Ainda hoje, às 21h, o Museu da Imagem e do Som lança o catálogo de seu projeto "História Oral - Depoimentos em Vídeo", onde personalidades da cultura brasileira esboçam uma memória da música, do cinema etc. (leia texto ao lado).
Nascido em 1935, formado em Oxford, professor de História Social em Essex (Inglaterra) e diretor da National Life Story Collection, Paul Thompson está bem menos interessado no depoimento de personalidades que no de anônimos.
"Nos EUA, eles têm uma espécie de história oral dos homens célebres. Não é isso que eu procuro. Os americanos foram pioneiros na história oral por uma questão lógica, simplesmente porque foram os primeiros a usar o gravador de uma forma ampla", diz rindo.
O grande interesse da Life Story Collection, cujo equivalente no Brasil é o Museu da Pessoa, é incorporar todos os aspectos de uma fala ainda bruta, todos os mistérios de uma fala anônima, que não pode ser enquadrada pelo reconhecimento de uma celebridade.
"Estou interessado em mudanças sociais. Esse método muda a História, porque permite ouvir vozes de pessoas que não fazem parte da história dominante. E há todo um aspecto privado da vida familiar que vem à tona. Como material de pesquisa também é melhor. Você pode ter documentos de empregadores e sindicatos, por exemplo, mas é sempre melhor obter a história oral para saber o que realmente aconteceu entre as pessoas", diz Thompson.
O historiador está no Brasil dando um curso de três semanas na Unicamp. É um dos expoentes de um movimento crescente como método de documentação e análise histórica. "É um movimento estimulado de maneiras diferentes em diferentes países. Na Rússia, por exemplo, o advento da história oral é muito interessante. Estive na Rússia três vezes recentemente. Antes a memória era muito perigosa, porque podia ser usada contra você o tempo inteiro. Podia servir como prova para coisas que seu avô tinha feito, por exemplo. As pessoas nunca falavam. De repente, tiveram a necessidade de narrar tudo o que aconteceu, porque ninguém pode confiar mais na memória da história oficial", diz.
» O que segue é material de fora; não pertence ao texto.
PR #5793, opened 2025-09-01
Read coursier env vars and Java properties via input tasks

alexarchambault:
This is a new attempt at fixing https://github.com/com-lihaoyi/mill/issues/5134. Turns out setting the context class loader when evaluating user code addresses the issue while not running into https://github.com/com-lihaoyi/mill/issues/5398 again.

---

Description from https://github.com/com-lihaoyi/mill/pull/5350 that still applies:

This makes Mill read all environment variables and Java properties used by coursier via a `Task.Input`.

In more detail, this adds a `CoursierConfigModule` external module in scalalib. It contains a single `Task.Input`, that reads all environment variables used by coursier via `Task.env` and all Java properties used by coursier via `sys.props`.

Helper tasks compute default values for various parameters (repositories, cache location, etc.). `CoursierConfigModule.coursierConfig` returns most of these parameters in a case class defined in Mill, `CoursierConfig`. For convenience, down-the-line, we pass `CoursierConfig` instances around.

Fixes https://github.com/com-lihaoyi/mill/issues/5134 (by managing coursier env vars / Java properties via `Task.Input`)

### DIFF
--- a/libs/javalib/src/mill/javalib/Lib.scala
+++ b/libs/javalib/src/mill/javalib/Lib.scala
@@ -39,7 +39,8 @@ object Lib {
       ] = None,
       resolutionParams: ResolutionParams = ResolutionParams(),
       boms: IterableOnce[BomDependency] = Nil,
-      checkGradleModules: Boolean = false
+      checkGradleModules: Boolean = false,
+      config: mill.util.CoursierConfig
   ): Result[Resolution] = {
     val depSeq = deps.iterator.toSeq
     mill.util.Jvm.resolveDependenciesMetadataSafe(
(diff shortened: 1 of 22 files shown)


libs/javalib/src/mill/javalib/Lib.scala
```diff
@@ -89,12 +119,42 @@ object Lib {
...
       resolutionParams = resolutionParams,
-      checkGradleModules = checkGradleModules
+      checkGradleModules = checkGradleModules,
+      config = config
     )
 
     res.map(_.map(_.withRevalidateOnce))
   }
 
+  // bin-compat shim
```
lihaoyi: Can we use `@com.lihaoyi.unroll` for these?

lihaoyi:
Could we add an integration test that calls `./mill` without coursier env vars, and with two different values for them, to ensure that they get picked up without needing to explicitly shut down? This test should fail on the current `main` branch

libs/javalib/src/mill/javalib/Lib.scala
alexarchambault: Should be fixed

nightscape:
@alexarchambault thanks a lot for this!
This has bitten me more than once 😉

Thompson trabalha há 20 anos com depoimentos orais. As séries que fez para a BBC alcançaram audiências entre um milhão e dois milhões de espectadores. "Os ingleses são fascinados tanto pela história como pela vida individual. Algumas coisas que usamos são muito íntimas. Um dos programas era sobre pessoas que se casaram sem saber com quem estavam se casando e que um dia descobriram e se separaram. É sempre um choque quando descobrem."
Seu projeto atual se assemelha a uma imagem de Borges: a criação de um centro de documentação onde serão guardados depoimentos gravados espontaneamente por anônimos desde os anos 60. "Estamos tentando descobrir todo o material que foi gravado e abandonado na casa das pessoas ou em escritórios. Sabemos que há um material maravilhoso a partir dos anos 60. Nossa idéia é selecionar esse material e criar um grande centro de documentação", diz. Um poço de histórias.